On an annual basis, prices were up 0.8 percent from August 2009, when the median price was $177,200.
 
“Home values have shown stabilizing trends over the past year, even as the economy shed millions of jobs, because of the home buyer tax credit stimulus,” said Yun. “Now that the economy is adding some jobs, the housing market needs to steadily improve and eventually stand on its own.”
 

First-time buyers drying up

 
The tax credit appears to have encouraged many first-time homebuyers to act sooner than they might have without the credit, so that fewer remain in the market. First-time homebuyers accounted for 31 percent of all existing home sales in August, down from 38 percent in July. Meanwhile, investors accounted for 21 percent of sales, up from 19 percent in July, with the rise neatly matching the 2 percent increase in the share of distressed sales.
 
The supply of homes for sale fell slightly, by 0.6 percent, to just under 4 million homes.
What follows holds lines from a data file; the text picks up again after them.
PR #1472, opened 2020-04-24
bugFix/epoch-start-miniblocks-pending-processed

sasurobert:
Recalibrated how processed and pending miniblocks are calculated in case of start in epoch. Added requests on processing of start in epoch to request the missing mteablocks.


process/block/shardblock.go
```diff
@@ -276,15 +274,28 @@ func (sp *shardProcessor) requestEpochStartInfo(header *block.Header, haveTime f
 
 	go sp.requestHandler.RequestMetaHeader(header.EpochStartMetaHash)
 
+	headersPool := sp.dataPool.Headers()
 	for {
-		time.Sleep(time.Millisecond)
+		time.Sleep(100 * time.Millisecond)
```
iulianpascalau, line 279: magic values

sasurobert: done

process/block/shardblock.go
```diff
@@ -276,15 +274,28 @@ func (sp *shardProcessor) requestEpochStartInfo(header *block.Header, haveTime f
...
 		if haveTime() < 0 {
 			break
 		}
 
 		if sp.epochStartTrigger.IsEpochStart() {
 			return nil
 		}
+
+		gotHdr, err := headersPool.GetHeaderByHash(header.EpochStartMetaHash)
```
SebastianMarian, line 290: epochStartMetaBlock

process/block/shardblock.go
```diff
@@ -276,15 +274,28 @@ func (sp *shardProcessor) requestEpochStartInfo(header *block.Header, haveTime f
...
+		if err != nil || check.IfNil(gotHdr) {
```
SebastianMarian, line 291: err != nil would is enough

process/block/shardblock.go
```diff
@@ -399,6 +411,21 @@ func (sp *shardProcessor) checkEpochCorrectness(
 	return nil
 }
 
+func (sp *shardProcessor) getOldEpochStartMetaHdr(header *block.Header) (data.HeaderHandler, error) {
```
SebastianMarian, line 417: Unused

process/block/shardblock.go
sasurobert: done

process/block/shardblock.go
sasurobert: done

process/block/shardblock.go
sasurobert: done

process/block/shardblock.go
```diff
@@ -399,6 +411,21 @@ func (sp *shardProcessor) checkEpochCorrectness(
...
+	metaBlock, err := sp.dataPool.Headers().GetHeaderByHash(header.EpochStartMetaHash)
```
SebastianMarian, line 417: I think this line could be replaced with:
	metaBlock, err := process.GetMetaHeader(header.EpochStartMetaHash, sp.dataPool.Headers(), sp.marshalizer, sp.store)

In this way also header.EpochStartMetaHash would be searched first in pool and then if it is not found there in cacher->storage

sasurobert: no need for that, as in case of storage it should be saved with the epoch trigger key.

SebastianMarian: ok

epochStart/metachain/epochStartData_test.go
```diff
@@ -378,3 +431,112 @@ func TestMetaProcessor_CreateEpochStartFromMetaBlockShouldWork(t *testing.T) {
 	err = epoch.VerifyEpochStartDataForMetablock(&block.MetaBlock{EpochStart: *epStart})
 	assert.Nil(t, err)
 }
+
+func TestMetaProcessor_CreateEpochStartFromMetaBlockEdgeCaseChecking(t *testing.T) {
```
iulianpascalau, line 435: :+1:

PR #1480, opened 2020-04-27
Integrate hardfork in genesis process

sasurobert:


genesis/process/genesisBlockCreator.go
```diff
@@ -29,11 +34,58 @@ func NewGenesisBlockCreator(arg ArgsGenesisBlockCreator) (*genesisBlockCreator,
...
-	return &genesisBlockCreator{
+	gbc := &genesisBlockCreator{
 		arg:                 arg,
 		shardCreatorHandler: CreateShardGenesisBlock,
 		metaCreatorHandler:  CreateMetaGenesisBlock,
-	}, nil
+	}
+
+	if arg.HardForkConfig.MustImport {
+		err := gbc.createHardForkImportHandler()
```
iulianpascalau, line 44: we should think of a way to invalidate the must import flag after the first successful sync of the network. Might use a max nonce until this flag is validated?

genesis/process/metaGenesisBlockCreator.go
```diff
@@ -65,6 +66,15 @@ func CreateMetaGenesisBlock(arg ArgsGenesisBlockCreator) (data.HeaderHandler, er
 		return nil, err
 	}
 
+	if arg.HardForkConfig.MustImport {
+		//TODO: think how to integrate when genesis is modified as well - how to integrate with imported data
+		// one example being - delete or not the validator statistics trie - and restart from 0, or should import from old
```
iulianpascalau, line 71: Answer & discussed: recreate the validator statistics trie from the (newly) nodesSetup.json. Or a new predictable nodesSetup_1.json or something like this.

genesis/process/shardGenesisBlockCreator.go
```diff
@@ -36,6 +37,11 @@ func CreateShardGenesisBlock(arg ArgsGenesisBlockCreator) (data.HeaderHandler, e
 	}
 
 	//TODO add here delegation process
+	if arg.HardForkConfig.MustImport {
+		//TODO think about how to integrate when genesis is modified as well for hardfork - when should set balances be called
```
iulianpascalau, line 41: Is a must to keep the old, original genesis block? No one will care about it except the entities that want to sync from the start.

process/block/baseProcess.go
```diff
@@ -118,7 +119,7 @@ func (bp *baseProcessor) checkBlockValidity(
 	currentBlockHeader := bp.blockChain.GetCurrentBlockHeader()
 
 	if check.IfNil(currentBlockHeader) {
-		if headerHandler.GetNonce() == 1 { // first block after genesis
+		if headerHandler.GetNonce() == bp.genesisNonce+1 { // first block after genesis
```
iulianpascalau, line 122: :+1:

genesis/process/genesisBlockCreator.go
sasurobert: after a hardfork everybody has to start and create the genesis block through this method - so it is ok. MustImport as a flag will be set only when there is a hardfork - for that you need to set export and import storage / folder.

genesis/process/shardGenesisBlockCreator.go
sasurobert: agreed. at this moment it we do not care about initial genesis.

genesis/process/shardGenesisBlockCreator.go
```diff
@@ -53,6 +59,59 @@ func CreateShardGenesisBlock(arg ArgsGenesisBlockCreator) (data.HeaderHandler, e
...
+		arg.ChainID,
+		arg.HardForkConfig.StartRound,
+		arg.HardForkConfig.StartNonce,
+		arg.HardForkConfig.StartEpoch,
+	)
+	if err != nil {
+		return nil, err
+	}
+
+	errNotCritical := processors.txCoordinator.SaveBlockDataToStorage(bodyHandler.(*block.Body))
```
SebastianMarian, line 104: I would extract bodyHandler.(*block.Body) into variable and check it against type assertion before saving it into storage

process/block/metablock.go
```diff
@@ -1626,8 +1641,11 @@ func (mp *metaProcessor) computeExistingAndRequestMissingShardHeaders(metaBlock
 	mp.hdrsForCurrBlock.mutHdrsForBlock.Lock()
 	defer mp.hdrsForCurrBlock.mutHdrsForBlock.Unlock()
 
-	for i := 0; i < len(metaBlock.ShardInfo); i++ {
-		shardData := metaBlock.ShardInfo[i]
+	for _, shardData := range metaBlock.ShardInfo {
+		if shardData.Nonce == 0 {
+			continue
```
SebastianMarian, line 1646: Do we not need to execute lines 1163-1670 before continue? Maybe later we need to read from mp.hdrsForCurrBlock.hdrHashAndInfo the genesis shard header(to save it or other stuff) , or we should add this skip everywhere.

process/peer/process.go
```diff
@@ -690,6 +693,10 @@ func (vs *validatorStatistics) updateShardDataPeerState(header data.HeaderHandle
 	}
 
 	for _, h := range metaHeader.ShardInfo {
+		if h.Nonce == 0 {
```
SebastianMarian, line 696: == vs.genesisNonce

process/block/metablock.go
```diff
@@ -1626,8 +1641,11 @@ func (mp *metaProcessor) computeExistingAndRequestMissingShardHeaders(metaBlock
 	mp.hdrsForCurrBlock.mutHdrsForBlock.Lock()
 	defer mp.hdrsForCurrBlock.mutHdrsForBlock.Unlock()
 
-	for i := 0; i < len(metaBlock.ShardInfo); i++ {
-		shardData := metaBlock.ShardInfo[i]
+	for _, shardData := range metaBlock.ShardInfo {
+		if shardData.Nonce == 0 {
```
SebastianMarian, line 1645: == mp.genesisNonce

genesis/process/metaGenesisBlockCreator.go
```diff
@@ -95,6 +105,47 @@ func CreateMetaGenesisBlock(arg ArgsGenesisBlockCreator) (data.HeaderHandler, er
...
+	metaHdr.SetTimeStamp(arg.GenesisTime)
+	metaHdr.EpochStart.Economics = block.Economics{
+		TotalSupply:            big.NewInt(0).Set(arg.Economics.GenesisTotalSupply()),
+		TotalToDistribute:      big.NewInt(0),
+		TotalNewlyMinted:       big.NewInt(0),
+		RewardsPerBlockPerNode: big.NewInt(0),
+		NodePrice:              big.NewInt(0).Set(arg.Economics.GenesisNodePrice()),
+	}
+
+	errNotCritical := processors.txCoordinator.SaveBlockDataToStorage(bodyHandler.(*block.Body))
```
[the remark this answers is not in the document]
sasurobert: done

genesis/process/shardGenesisBlockCreator.go
sasurobert: done

process/peer/process.go
sasurobert: good catch.

process/block/metablock.go
sasurobert: good catch.

process/block/metablock.go
sasurobert: putting to hdrsForCurrBlock is done at checkShardHeadersValidity

genesis/process/metaGenesisBlockCreator.go
sasurobert: would leave like this now, we can decide about this later.

PR #1488, opened 2020-04-29
displayRatings and signedBlocksThreshold

raduchis:
displayRatings failed on the first block of every epoch because the nodesConfiguration for the new epoch was not found. Moved displayRatings on metablocks after the nodesConfiguration is created by the nodesCoordinator. 
- fixed DisplayRatings on epochStartBlock

The signedBlocksThreshold was verified not just for the eligible list members but for all validators and for the waiting validators the signedBlocks was always 0 and a debug message appeared: "below signedBlocksThreshold"
- computeSignedThreshold is done only on eligible Validators


process/interface.go
```diff
@@ -228,6 +228,7 @@ type ValidatorStatisticsProcessor interface {
 	GetValidatorInfoForRootHash(rootHash []byte) (map[uint32][]*state.ValidatorInfo, error)
 	ProcessRatingsEndOfEpoch(validatorInfos map[uint32][]*state.ValidatorInfo) error
 	Commit() ([]byte, error)
+	DisplayRatings(_ uint32)
```
AdoAdoAdo, line 231: why no param name?

process/block/metablock.go
```diff
@@ -1003,6 +1003,8 @@ func (mp *metaProcessor) CommitBlock(
 
 	mp.commitEpochStart(header, body)
 
+	mp.validatorStatisticsProcessor.DisplayRatings(header.GetEpoch())
```
AdoAdoAdo, line 1006: This would display the ratings after each commit.
Shouldn't we only display after epoch start?

process/interface.go
raduchis: fixed

process/block/metablock.go
raduchis: yes, moved from UpdatePeerState that was done evey block to commitblock, that is done every block.

PR #1489, opened 2020-04-29
En 6125/ESDT transfer shard process

sasurobert:
Added the built-in function of ESDT transfer. Which will unmarshall the data under a certain key of the user and will modify with the value from the transaction if it is necessary or possible.


process/smartContract/builtInFunctions/keyValueStorage.go
```diff
@@ -13,17 +13,45 @@ import (
...
+	s.mapInvalidKeys = make(map[string]struct{}, len(mapInvalidKeys))
+	for key := range mapInvalidKeys {
+		trimmedKey := key[:numInitCharactersInProtectedKeys]
+		s.mapInvalidKeys[trimmedKey] = struct{}{}
+	}
+
+	return s, nil
+}
+
+func (k *saveKeyValueStorage) isAllowedToSaveUnderKey(key []byte) bool {
```
camilbancioiu, line 47: :+1:

camilbancioiu: This check should be used in two more places: as a blockchain hook, for Arwen, to stop SmartContracts for overwriting protected keys, and in `processSCOutputAccounts()` as a final check, before individual storage updates are saved to the DataTrie.

camilbancioiu: Or directly in the `DataTrieTracker()`, to prevent us from accidentally forgetting to check `isAllowedToSaveUnderKey()`.

sasurobert: good catch. I will add at processSCOutput I think.

process/smartContract/builtInFunctions/keyValueStorage.go
```diff
@@ -13,17 +13,45 @@ import (
...
+		return nil, process.ErrNilInvalidKeysMap
+	}
+
+	s := &saveKeyValueStorage{
+		gasConfig:   gasConfig,
+		funcGasCost: funcGasCost,
+	}
+	s.mapInvalidKeys = make(map[string]struct{}, len(mapInvalidKeys))
+	for key := range mapInvalidKeys {
+		trimmedKey := key[:numInitCharactersInProtectedKeys]
```
SebastianMarian, line 40: If len of key is lower than numInitCharactersInProtectedKeys the code would not panicked here?

process/smartContract/builtInFunctions/esdtTransfer.go
```diff
@@ -0,0 +1,119 @@
...
+	if err != nil {
+		return err
+	}
+
+	userAcnt.DataTrieTracker().SaveKeyValue(key, marshalledData)
+
+	return nil
+}
+
+func (e *esdtTransfer) getESDTDataFromKey(userAcnt state.UserAccountHandler, key []byte) *ESDigitalToken {
```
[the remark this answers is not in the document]
sasurobert: it is safer to not think about those returns, because it could self repair itself. it is safer this way, as you would rewrite the underlying data with the new one if it is allowed.

process/smartContract/builtInFunctions/proto/esdt.proto
```diff
@@ -0,0 +1,14 @@
...
+syntax = "proto3";
+
+package protoBuiltInFunctions;
+
+option go_package = "builtInFunctions";
+option (gogoproto.stable_marshaler_all) = true;
+
+import "github.com/gogo/protobuf/gogoproto/gogo.proto";
+
+// RewardTx holds the data for a reward transaction
```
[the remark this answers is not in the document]
sasurobert: copy paste problem :D

process/smartContract/builtInFunctions/keyValueStorage.go
sasurobert: no, it would not panic - it goes to the index only if exist.

process/smartContract/builtInFunctions/keyValueStorage.go
```diff
@@ -13,17 +13,45 @@ import (
...
+		s.mapInvalidKeys[trimmedKey] = struct{}{}
+	}
+
+	return s, nil
+}
+
+func (k *saveKeyValueStorage) isAllowedToSaveUnderKey(key []byte) bool {
+	if len(key) < numInitCharactersInProtectedKeys {
+		return true
```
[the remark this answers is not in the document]
sasurobert: yes. as those are no keys which we use to save special values.

process/smartContract/builtInFunctions/keyValueStorage.go
```diff
@@ -13,17 +13,45 @@ import (
...
+	if mapInvalidKeys == nil {
+		return nil, process.ErrNilInvalidKeysMap
+	}
+
+	s := &saveKeyValueStorage{
+		gasConfig:   gasConfig,
+		funcGasCost: funcGasCost,
+	}
+	s.mapInvalidKeys = make(map[string]struct{}, len(mapInvalidKeys))
+	for key := range mapInvalidKeys {
```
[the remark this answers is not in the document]
sasurobert: no problem. We effectively stop the user right now to write some arbitrary values under a specific key - those keys can be modified only throguh ESDT processing right now. Later on we might have other set of keys as well.

process/smartContract/builtInFunctions/keyValueStorage.go
SebastianMarian: ok

process/smartContract/builtInFunctions/keyValueStorage.go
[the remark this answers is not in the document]
SebastianMarian: ok

process/smartContract/builtInFunctions/keyValueStorage.go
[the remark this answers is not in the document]
SebastianMarian: ok

process/smartContract/builtInFunctions/esdtTransfer.go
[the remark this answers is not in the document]
SebastianMarian: Yes, but what if I have a value of 10 behind the given key, and for some reasons the unmarshal or retrive fails, you return an esdtData with a value of 0, and then in addToESDTBalance you will add to this 0 the value received there, let's say 5, and then you will save the computation result (5 instead 15) in userAcnt. This will not cause a problem?

process/smartContract/builtInFunctions/esdtTransfer.go
```diff
@@ -0,0 +1,119 @@
...
+	err = e.marshalizer.Unmarshal(esdtData, marshalledData)
+	if err != nil {
+		log.Debug("getESDTDataFromKey unmarshal error", "error", err)
+		return esdtData
+	}
+
+	return esdtData
+}
+
+// IsInterfaceNil return true if underlying object in nil
```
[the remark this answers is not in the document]
sasurobert: done.

process/smartContract/builtInFunctions/esdtTransfer.go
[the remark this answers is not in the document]
sasurobert: done.

process/smartContract/builtInFunctions/keyValueStorage.go
```diff
@@ -13,17 +13,45 @@ import (
...
+
 type saveKeyValueStorage struct {
-	gasConfig   BaseOperationCost
-	funcGasCost uint64
+	gasConfig      BaseOperationCost
+	funcGasCost    uint64
+	mapInvalidKeys map[string]struct{}
 }
 
 // NewSaveKeyValueStorageFunc returns the key-value
```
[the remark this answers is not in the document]
sasurobert: done

process/smartContract/builtInFunctions/keyValueStorage.go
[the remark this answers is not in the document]
sasurobert: I think one better approach is to not let them write under KEYs which start with Elrond. As those are reserved for special functions.

process/smartContract/builtInFunctions/keyValueStorage.go
sasurobert: yes it panics, added check.

process/smartContract/builtInFunctions/keyValueStorage.go
sasurobert: I will skip those keys which are protected for these writes, maybe with a warning ? shouldn't we protect it at arwen level - write key value ?

sasurobert: done

process/smartContract/process.go
```diff
@@ -811,8 +811,11 @@ func (sc *scProcessor) processSCOutputAccounts(
 
 		for j := 0; j < len(storageUpdates); j++ {
 			storeUpdate := storageUpdates[j]
-			acc.DataTrieTracker().SaveKeyValue(storeUpdate.Offset, storeUpdate.Data)
+			if !process.IsAllowedToSaveUnderKey(storeUpdate.Offset) {
+				log.Trace("storeUpdate is not allowed", "acc", outAcc.Address, "key", storeUpdate.Offset, "data", storeUpdate.Data)
+			}
```
camilbancioiu, line 816: Missing `continue`?

process/smartContract/builtInFunctions/esdtTransfer.go
```diff
@@ -96,24 +102,24 @@ func (e *esdtTransfer) addToESDTBalance(userAcnt state.UserAccountHandler, key [
...
 	marshalledData, err := userAcnt.DataTrieTracker().RetrieveValue(key)
 	if err != nil {
 		log.Debug("getESDTDataFromKey retrieve value error", "error", err)
-		return esdtData
+		return esdtData, nil
 	}
 
 	err = e.marshalizer.Unmarshal(esdtData, marshalledData)
 	if err != nil {
 		log.Debug("getESDTDataFromKey unmarshal error", "error", err)
```
SebastianMarian, line 115: This log could be removed now, as would be printed in the caller side

process/smartContract/builtInFunctions/esdtTransfer.go
```diff
@@ -96,24 +102,24 @@ func (e *esdtTransfer) addToESDTBalance(userAcnt state.UserAccountHandler, key [
 	return nil
 }
 
-func (e *esdtTransfer) getESDTDataFromKey(userAcnt state.UserAccountHandler, key []byte) *ESDigitalToken {
+func (e *esdtTransfer) getESDTDataFromKey(userAcnt state.UserAccountHandler, key []byte) (*ESDigitalToken, error) {
 	esdtData := &ESDigitalToken{Value: big.NewInt(0)}
 	marshalledData, err := userAcnt.DataTrieTracker().RetrieveValue(key)
 	if err != nil {
 		log.Debug("getESDTDataFromKey retrieve value error", "error", err)
```
SebastianMarian, line 109: This log should be removed as in this case is not a error

process/smartContract/builtInFunctions/esdtTransfer.go
sasurobert: done

process/smartContract/process.go
sasurobert: done

process/block/preprocess/gasComputation.go
```diff
@@ -169,25 +170,28 @@ func (gc *gasComputation) ComputeGasConsumedByTx(
 		return 0, 0, process.ErrNilTransaction
 	}
 
-	txGasLimitConsumption := gc.economicsFee.ComputeGasLimit(txHandler)
+	moveBalanceConsumption := gc.economicsFee.ComputeGasLimit(txHandler)
 
 	txType := gc.txTypeHandler.ComputeTransactionType(txHandler)
-	isSCCall := txType == process.SCDeployment || txType == process.SCInvoking || txType == process.BuiltInFunctionCall
+	isSCCall := txType == process.SCDeployment ||
```
SebastianMarian, line 176: I think that condition: txType == process.SCDeployment || txType == process.SCInvoking is not really necessary now as you have added now core.IsSmartContractAddress(txHandler.GetRcvAddr()) which covers these both too

process/block/preprocess/gasComputation.go
```diff
@@ -165,20 +170,28 @@ func (gc *gasComputation) ComputeGasConsumedByTx(
...
-		if txSenderShardId != txReceiverShardId && txGasLimitConsumption < txHandler.GetGasLimit() {
-			gasConsumedByTxInSenderShard := txGasLimitConsumption
-			gasConsumedByTxInReceiverShard := txHandler.GetGasLimit() - txGasLimitConsumption
+	moveBalanceConsumption := gc.economicsFee.ComputeGasLimit(txHandler)
+
+	txType := gc.txTypeHandler.ComputeTransactionType(txHandler)
+	isSCCall := txType == process.SCDeployment ||
+		txType == process.SCInvoking ||
+		txType == process.BuiltInFunctionCall ||
+		(core.IsSmartContractAddress(txHandler.GetRcvAddr()) && len(txHandler.GetData()) > 0)
```
iulianpascalau, line 179: Isn't this process.SCInvoking ?

process/coordinator/transactionType.go
```diff
@@ -56,39 +56,43 @@ func NewTxTypeHandler(
 }
 
 // ComputeTransactionType calculates the transaction type
-func (tth *txTypeHandler) ComputeTransactionType(tx data.TransactionHandler) (process.TransactionType, error) {
+func (tth *txTypeHandler) ComputeTransactionType(tx data.TransactionHandler) process.TransactionType {
```
iulianpascalau, line 59: :+1:

process/smartContract/builtInFunctions/esdtTransfer.go
```diff
@@ -55,11 +55,14 @@ func (e *esdtTransfer) ProcessBuiltinFunction(
...
-	esdtTokenKey := append(e.keyPrefix, vmInput.Arguments[0]...)
 	value := big.NewInt(0).SetBytes(vmInput.Arguments[1])
+	if value.Cmp(zero) <= 0 {
+		return nil, process.ErrNegativeValue
+	}
 
-	log.Trace("esdtTranfer", "snd", vmInput.CallerAddr, "rcv", vmInput.RecipientAddr, "value", value)
+	gasRemaining := uint64(0)
+	esdtTokenKey := append(e.keyPrefix, vmInput.Arguments[0]...)
+	log.Trace("esdtTransfer", "snd", vmInput.CallerAddr, "rcv", vmInput.RecipientAddr, "value", value)
```
iulianpascalau, line 65: sender, receiver instead of snd, rcv

process/smartContract/process.go
```diff
@@ -212,7 +212,7 @@ func (sc *scProcessor) ExecuteSmartContractTransaction(
 	executed, err = sc.resolveBuiltInFunctions(txHash, tx, acntSnd, acntDst, vmInput)
 	if err != nil {
 		log.Debug("processed built in functions error", "error", err.Error())
-		return nil
+		return err
```
iulianpascalau, line 215: :1st_place_medal:

process/smartContract/process.go
```diff
@@ -323,14 +323,15 @@ func (sc *scProcessor) resolveBuiltInFunctions(
...
 		return false, nil
 	}
-	if check.IfNil(builtIn) {
-		return true, process.ErrNilBuiltInFunction
-	}
+	// return error here only if acntSnd is not nil - so this is sender shard
 
 	vmOutput, err := builtIn.ProcessBuiltinFunction(acntSnd, acntDst, vmInput)
-	if err != nil {
+	if err != nil && !check.IfNil(acntSnd) {
```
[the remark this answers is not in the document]
sasurobert: done

process/smartContract/builtInFunctions/esdtTransfer.go
```diff
@@ -58,8 +58,11 @@ func (e *esdtTransfer) ProcessBuiltinFunction(
 	gasRemaining := uint64(0)
 	esdtTokenKey := append(e.keyPrefix, vmInput.Arguments[0]...)
 	value := big.NewInt(0).SetBytes(vmInput.Arguments[1])
+	if value.Cmp(zero) <= 0 {
```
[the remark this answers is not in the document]
sasurobert: Prefer not to - in order to keep the processing low, and the trie should keep only relevant information.

process/block/preprocess/gasComputation.go
sasurobert: no, in case of cross call it is MOVE balance.

process/smartContract/builtInFunctions/esdtTransfer.go
sasurobert: done

process/smartContract/builtInFunctions/esdtTransfer.go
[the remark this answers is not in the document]
SebastianMarian: ok

PR #1498, opened 2020-04-30
Community address

AdoAdoAdo:
Added rewards for community
At the end of the epoch a percentage defined in config from the protocol rewards will be directed towards a community account


data/block/proto/metaBlock.proto
```diff
@@ -70,9 +70,11 @@ message Economics {
 	bytes  TotalToDistribute      = 2 [(gogoproto.casttypewith) = "math/big.Int;github.com/ElrondNetwork/elrond-go/data.BigIntCaster"];
 	bytes  TotalNewlyMinted       = 3 [(gogoproto.casttypewith) = "math/big.Int;github.com/ElrondNetwork/elrond-go/data.BigIntCaster"];
 	bytes  RewardsPerBlockPerNode = 4 [(gogoproto.casttypewith) = "math/big.Int;github.com/ElrondNetwork/elrond-go/data.BigIntCaster"];
-	bytes  NodePrice              = 5 [(gogoproto.casttypewith) = "math/big.Int;github.com/ElrondNetwork/elrond-go/data.BigIntCaster"];
-	uint64 PrevEpochStartRound    = 6;
-	bytes  PrevEpochStartHash     = 7;
+	bytes  RewardsForCommunity    = 5 [(gogoproto.casttypewith) = "math/big.Int;github.com/ElrondNetwork/elrond-go/data.BigIntCaster"];
+	bytes  CommunityAddress       = 6;
```
sasurobert, line 74: There is no need for this to appear in the metablock. It is enough to appear in the generated reward transactions

sasurobert: the bigInt of rewards for community can remain as it is super visible, but the address can be read from the config.

epochStart/metachain/economics.go
```diff
@@ -140,6 +146,26 @@ func (e *economics) ComputeEndOfEpochEconomics(
 	return &computedEconomics, nil
 }
 
+// compute the rewards for community - percentage from total rewards
+func (e *economics) computeRewardsForCommunity(totalRewards *big.Int) *big.Int {
+	precentageAdjustment := float64(100)
+	communityPercentage := big.NewInt(0).SetUint64(uint64(e.rewardsHandler.CommunityPercentage() * precentageAdjustment))
+	rewardsForCommunity := big.NewInt(0).Mul(totalRewards, communityPercentage)
```
sasurobert, line 153: you can use core.GetPercentageOfValue instead of this.

epochStart/metachain/rewards.go
```diff
@@ -141,20 +171,49 @@ func (rc *rewardsCreator) CreateRewardsMiniBlocks(metaBlock *block.MetaBlock, va
...
-			finalMiniBlocks = append(finalMiniBlocks, miniBlocks[i])
-		}
+	return nil
+}
+
+func (rc *rewardsCreator) createCommunityRewardTransaction(
+	metaBlock *block.MetaBlock,
+) (*rewardTx.RewardTx, []byte, uint32, error) {
+
+	communityAddress := metaBlock.EpochStart.Economics.CommunityAddress
```
sasurobert, line 195: community address may be saved as an internal variable to the rewardsCreator - and this check can be done, address validity at the time of constructor.

epochStart/metachain/economics_test.go
```diff
@@ -269,6 +301,7 @@ func TestEconomics_ComputeEndOfEpochEconomics(t *testing.T) {
 func TestEconomics_VerifyRewardsPerBlock_DifferentHitRates(t *testing.T) {
 	t.Parallel()
 
+	commAddress := "communityAddress"
```
raduchis, line 304: there should be a problem with the test above, line 288 and 289. It should have 2 shards and 1 metachain,but there are lastFinalizedHeaders on shard 1 and 2. The number of blocks in the previous epoch is wrongly computed.

config/tomlConfig_test.go
```diff
@@ -122,10 +122,13 @@ func TestTomlEconomicsParser(t *testing.T) {
 	maxGasLimitPerBlock := "18446744073709551615"
 	minGasPrice := "18446744073709551615"
 	minGasLimit := "18446744073709551615"
+	communityAddress := "erd1932eft30w753xyvme8d49qejgkjc09n5e49w4mwdjtm0neld797su0dlxp"
 
 	cfgEconomicsExpected := EconomicsConfig{
 		RewardsSettings: RewardsSettings{
-			LeaderPercentage: leaderPercentage,
+			LeaderPercentage:    leaderPercentage,
```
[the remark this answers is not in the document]
AdoAdoAdo: done

config/tomlConfig_test.go
```diff
@@ -138,6 +141,7 @@ func TestTomlEconomicsParser(t *testing.T) {
 [RewardsSettings]
     RewardsValue = "` + rewardsValue + `"
```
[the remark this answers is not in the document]
AdoAdoAdo: done

epochStart/metachain/economics.go
AdoAdoAdo: done

data/block/proto/metaBlock.proto
AdoAdoAdo: done

epochStart/metachain/economics_test.go
AdoAdoAdo: the function computes the nonces from last finalized headers, and indeed the shards are not correctly set.

I think the idea was that the shards did not create any block in the previous epoch, only the metachain the start of epoch block, so the number of blocks = 1, which is correct even with invalid shard IDs (anyway the last notarized blocks from those shards are behind the first block in epoch)

process/economics/economicsData.go
```diff
@@ -179,11 +183,16 @@ func convertValues(economics *config.EconomicsConfig) (*EconomicsData, error) {
 func checkValues(economics *config.EconomicsConfig) error {
 	if isPercentageInvalid(economics.RewardsSettings.LeaderPercentage) ||
```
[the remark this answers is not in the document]
AdoAdoAdo: indeed these are not enough.
But there are different criterias as the leader percentage is applied to the accumulated fees in the proposed block, whereas the developerPercentage is applied to the transaction fee calling the speciffic SC, so also not part of the total. The community percentage is applied to the total.

Due to your comment I checked a bit and found a bug in the accumulated fees and what the Leader receives. The accumulated fees are considered entirely when computing the rewards per block, but then again the leader receives in addition the leader percentage -> leader percentage should have been subtracted before computing the rewards per block, otherwise we are giving that portion twice.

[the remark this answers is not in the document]
sasurobert: great find :+1:

config/tomlConfig_test.go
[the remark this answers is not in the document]
raduchis: ok

epochStart/metachain/economics_test.go
raduchis: yes. it's ok right now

That total is up 1.5 percent from the August 2009 level and nearly matches the average for all of 2007, suggesting that the supply of foreclosed properties coming onto the market remains fairly well regulated, at least for now.
 
The original deadline for closing homes sales under the federal homebuyer tax credit was June 30. Although that deadline was later extended by Congress, most sales qualifying for the credit were already closed by that date, leading to a sharp decline in closings in July, reflected in the NAR sales figures.